Quick Tutorial
==============

.. highlight:: python3

.. testsetup::

    from pycognaize import Snapshot
    from pycognaize.tests.resources import RESOURCE_FOLDER
    import os


    os.environ['SNAPSHOT_PATH'] = RESOURCE_FOLDER
    os.environ['SNAPSHOT_ID'] = 'snapshots'

Our main objective in this tutorial is to retrieve the balance sheet table
from a financial report, and create an excel output from it.

To start working with ``pycognaize``, first we need to retrieve the document from a
stored :term:`snapshot`.

.. code-block:: python

    from pycognaize import Snapshot

.. note::

    Snapshot uses environment variables ``SNAPSHOT_PATH`` and ``SNAPSHOT_ID``
    to load the snapshot.
    Before creating a Snapshot object using ``Snapshot.get()``,
    be sure to set the *path* and *id* in the corresponding environment
    variables.

    .. code:: python

            os.environ['SNAPSHOT_PATH'] = "PATH_TO_RESOURCE_FOLDER"
            os.environ['SNAPSHOT_ID'] = "SNAPSHOT_ID"


Now we can create the Snapshot object

.. doctest::

    >>> snapshot = Snapshot.get()
    >>> snapshot # doctest: +ELLIPSIS
    <pycognaize.document.snapshot.Snapshot object at 0x...>

Alternatively, ``Snapshot`` can be initialized with the corresponding parameters.

    .. code:: python

        snapshot = Snapshot(data_path=..., doc_path=...)

Cognaize SDK supports logging using Cognaize account, to access snapshots
from the cloud.

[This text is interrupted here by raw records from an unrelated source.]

PR #1802, opened 2022-08-22
feat(SwitchButton): full refacto

matthprost:
## Type

- Refactor

#### What is expected?

To refactor SwitchButton, in fact this component is make out of two `SelectableCard` and only two options are available.
I also removed variant that should not be used and added a BorderedBox around.

Screenshot 2022-08-22 at 16 18 58

https://user-images.githubusercontent.com/15812968/186159881-a8981a14-92db-4f5e-a945-eecb57077a37.mov


DorianMaliszewski:
It is weird to have a `selected` prop which can be left or right, it should be the value that match left or right value ? @matthprost  🤔

QuiiBz:
When left is selected, the shadow from right is above left:

https://user-images.githubusercontent.com/43268759/186124692-8a2099e9-023d-4a7a-a1b0-98ac11d0e445.mov

src/components/SwitchButton/index.tsx
```diff
@@ -1,204 +1,141 @@
...
-        onFocus={onFocus}
-        type="radio"
-        value={value}
-      />
-    </StyledSwitch>
-  </Tooltip>
-)
+}: SwitchButtonProps) => {
+  const [localValue, setLocalValue] = useState(
+    value === 'left' ? leftValue : rightValue,
```
QuiiBz, line 100: Shouldn't we check `if (value === leftValue)` instead?

matthprost: @QuiiBz You speak truth

QuiiBz (approved):

src/components/SwitchButton/index.tsx
```diff
@@ -1,204 +1,141 @@
...
   tooltip?: string
-  value: string
-  checked?: boolean
-  disabled?: boolean
-  variant?: Variants
+  value?: string | number
+  leftValue: string | number
+  rightValue: string | number
+  leftText: string
+  rightText: string
```
baptisteArno, line 84: I think it would be a better DX to have label-value pairs. But it's up to you!

```suggestion
  leftButton: {
    label: string,
    value: string
  },
  rightButton: {
    label: string,
    value: string
  }
```

baptisteArno (approved):

src/components/SwitchButton/index.tsx
matthprost: @baptisteArno I like your idea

To use this feature, you need to login using your Cognaize account.

First of all, ``API_HOST`` environment variable should be set to the Cognaize API host.

    .. code:: python

        os.environ['API_HOST'] = "https://api.cognaize.com"

    .. code:: python

        from pycognaize.login import Login

        login_instance = Login()
        login_instance.login(email=..., password=...)

Now Snapshot is enabled to access snapshots with `id` using ``get_by_id()``,
or downloading snapshot files from cloud storage using  ``download()``.

    .. code:: python

        snapshot = Snapshot.get_by_id(snapshot_id=...)
        snapshot = Snapshot.download(snapshot_id=..., destination_path=...)

    .. note::

        ``login`` function will give you access to snapshots assigned to your account.
        You only need to login once, and the login information will be available until
        end of runtime


:doc:`Snapshot <../API/_autosummary/pycognaize.document.snapshot.Snapshot>` is a
collection of multiple Document objects

.. doctest::

    >>> snapshot.documents._ids[:4]
    ['5eb8ee1c6623f200192a0651', '60215310dbf28200120e6afa', '60b76b3d6f3f980019105dac', '60f5260c7883ab0013d9c184']

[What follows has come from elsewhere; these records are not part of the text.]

PR #1807, opened 2022-08-25
feat: new tabs components

DorianMaliszewski:
## Type

- Feature

#### What is expected?

New tabs component

Capture d’écran 2022-08-25 à 16 14 52


src/components/Tabs/Tab.tsx
```diff
@@ -0,0 +1,176 @@
...
+  border-radius: 50%;
+  font-size: 12px;
+  background-color: ${({ theme }) => theme.colors.neutral.backgroundStrong};
+  border: 1px solid ${({ theme }) => theme.colors.neutral.borderStrong};
+  margin-left: ${({ theme }) => theme.space['1']};
+  height: 24px;
+  width: 24px;
+  text-overflow: ellipsis;
+  line-height: 22px;
+`
```
matthprost, line 26: It couldn't work to use component `Text` ? So we can remove all props linked to text

src/components/Tabs/Tab.tsx
```diff
@@ -0,0 +1,176 @@
...
+  text-decoration: none;
+  user-select: none;
+  touch-action: manipulation;
+  transition: color 0.2s;
+  border: none;
+  background: none;
+  border-bottom-width: 2px;
+  border-bottom-style: solid;
+  border-bottom-color: ${({ theme }) => theme.colors.neutral.borderWeak};
+  outline: none;
```
matthprost, line 56: Here also we have a lot of props linked to text maybe we should use a component text inside of this component?

src/components/Tabs/Tab.tsx
```diff
@@ -0,0 +1,176 @@
...
+  &[aria-selected='true'] {
+    color: ${({ theme }) => theme.colors.primary.text};
+    border-bottom-color: ${({ theme }) => theme.colors.primary.borderWeak};
+    ${StyledCounter} {
+      background-color: ${({ theme }) => theme.colors.primary.background};
+      border-color: ${({ theme }) => theme.colors.primary.background};
+    }
+  }
+
+  &:not([aria-disabled='true']):not(:disabled) {
```
matthprost, line 78:
```suggestion
  &[aria-disabled='false']:not(:disabled) {
```

?

src/components/Tabs/Tab.tsx
```diff
@@ -0,0 +1,176 @@
...
+    badge,
+    children,
+    className,
+    counter,
+    disabled = false,
+    value,
+    onClick,
+    onKeyDown,
+    tooltip,
+    ...props
```
matthprost, line 133: Do we still need props spreading ?

matthprost (changes requested):

src/components/Tabs/index.tsx
```diff
@@ -0,0 +1,61 @@
...
+  margin-block-start: 0;
+  margin-block-end: 0;
+  padding-inline-start: 0;
+  overflow-x: scroll;
+  position: relative;
+  z-index: 0;
+  list-style-type: none;
+
+  &::after {
+    z-index: -1;
```
matthprost, line 20: Why using z-index ? Maybe put it into `::before` ?

src/components/Tabs/index.tsx
```diff
@@ -0,0 +1,61 @@
...
+
+const TabsContainer = styled.ul`
+  display: flex;
+  flex-wrap: nowrap;
+  margin-block-start: 0;
+  margin-block-end: 0;
+  padding-inline-start: 0;
+  overflow-x: scroll;
+  position: relative;
+  z-index: 0;
```
matthprost, line 16: Please try to avoid z-index

matthprost (changes requested):

src/components/Tabs/Tab.tsx
DorianMaliszewski: Yes because of as prop

src/components/Tabs/index.tsx
DorianMaliszewski: Doesn't work too need z-index 😞

matthprost (changes requested):
Screenshot 2022-08-26 at 10 23 59
Screenshot 2022-08-26 at 10 24 03

Seems like horizontal scroll bar is all the time displayed and not compatible with dark theme 🤔

BlandinePelat:
- More tabs shouldn't take the width left 
- Do we have the behavior when we select a choice inside the more option?

src/components/Menu/index.tsx
```diff
@@ -190,7 +196,11 @@ const Menu = ({
 
   // if you need dialog inside your component, use function, otherwise component is fine
   const target = isValidElement(disclosure) ? disclosure : disclosure(popover)
-  const innerRef = useRef(target) as unknown as RefObject<HTMLButtonElement>
+  const innerRef = useRef(
+    target,
+  ) as unknown as MutableRefObject<HTMLButtonElement | null>
```
QuiiBz, line 201: Why do we need to cast the whole `useRef`? I would prefer to cast only `target`

src/components/Tabs/Tab.tsx
```diff
@@ -0,0 +1,183 @@
...
+        as={computedAs}
+        aria-label={value ? `${value}` : undefined}
+        aria-selected={isSelected}
+        aria-disabled={disabled}
+        disabled={computedAs === 'button' ? disabled : undefined}
+        onClick={event => {
+          if (value) {
+            onChange(value)
+          }
+          ;(onClick as MouseEventHandler<HTMLElement>)?.(event)
```
QuiiBz, line 163: `onClick` already has a type of `MouseEventHandler<HTMLElement> | undefined`, why do we need to cast?

src/components/Tabs/Tab.tsx
```diff
@@ -0,0 +1,183 @@
...
+        }}
+        onKeyDown={event => {
+          ;(onKeyDown as KeyboardEventHandler<HTMLElement>)?.(event)
```
QuiiBz, line 166: Same as `onClick`

src/components/Tabs/index.tsx
```diff
@@ -0,0 +1,146 @@
...
+import TabMenu from './TabMenu'
+import TabMenuItem from './TabMenuItem'
+import TabsContext from './TabsContext'
+
+const MenuContainer = styled.div`
+  display: flex;
+  flex-direction: column;
+
+  ${StyledTabButton} {
+    font-size: 14px;
```
QuiiBz, line 20: Font size can be from theme

src/components/Tabs/index.tsx
```diff
@@ -0,0 +1,146 @@
...
+        tabsRef.current.scrollWidth - tabsRef.current.clientWidth
+          ? 'none'
+          : ''
+    }
+    if (element && displayMore) {
+      element.addEventListener('scroll', handler)
+    }
+
+    return () => {
+      if (element) element.removeEventListener('scroll', handler)
```
QuiiBz, line 124: I think we should also check for `displayMore` as above in this `if`

QuiiBz (approved):

matthprost (approved):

As we can see our Snapshot consists of 5 documents,
let's choose one them and have a look at documents structure

.. doctest::

    >>> document = snapshot.documents['60b76b3d6f3f980019105dac']
    >>> document # doctest: +ELLIPSIS
    <pycognaize.document.document.Document object at 0x...>

Additionally, You can retrieve the Document object from the Cloud using the `recipe_id` and `document_id`.
This method allows you to access :term:`OCR` data and images associated with the specified document
after logging into your Cognaize account

.. note::
    Before creating a document object using ``Document.fetch_document(recipe_id, document_id)``
    make sure to specify the corresponding environment variables

    ``X_AUTH_TOKEN``: authentication token for API access
    ``API_HOST``: URL for the Cognaize API  .

    .. code:: python

            os.environ['API_HOST'] = "https://api.cognaize.com"
            os.environ['X_AUTH_TOKEN'] = "token"

.. code:: python

    >>> document = Document.fetch_document(recipe_id=..., doc_id=...)
    >>> document # doctest: +ELLIPSIS
    <pycognaize.document.document.Document object at 0x...>


Documents are seperated into pages, which we can access
by calling the ``document.pages`` method. Afterwards,
we can select the page we want to work with.
We will choose page 4, as it contains the table that
we need to get.

.. doctest::

    >>> document.pages
    OrderedDict([(1, <Page 1>), (2, <Page 2>), (3, <Page 3>), (4, <Page 4>), (5, <Page 5>), (6, <Page 6>)])
    >>> page_4 = document.pages[4]
    >>> page_4
    <Page 4>

Page object contains :term:`OCR` data and the image of the page. It also
has a lot of useful functionality that you can learn more about
:doc:`here <../API/_autosummary/pycognaize.document.page.Page>`.
The page OCR and image data can be loaded using multiprocessing
in order to speed up the process. To use this functionality functions
``document.load_page_images()`` and ``document.load_page_ocr()`` are available.
For example, to load all page images parallel, we can do

.. code-block::

    >>> document.get_page_images()
        ...
Optionally, you can add a filter function to these methods which take the page
object and download only the pages that return true when passed to the filter
function.
For example, to download the OCR only for the odd pages you can call

.. code-block::

    >>> document.load_page_ocr(lambda page: page.page_number%2)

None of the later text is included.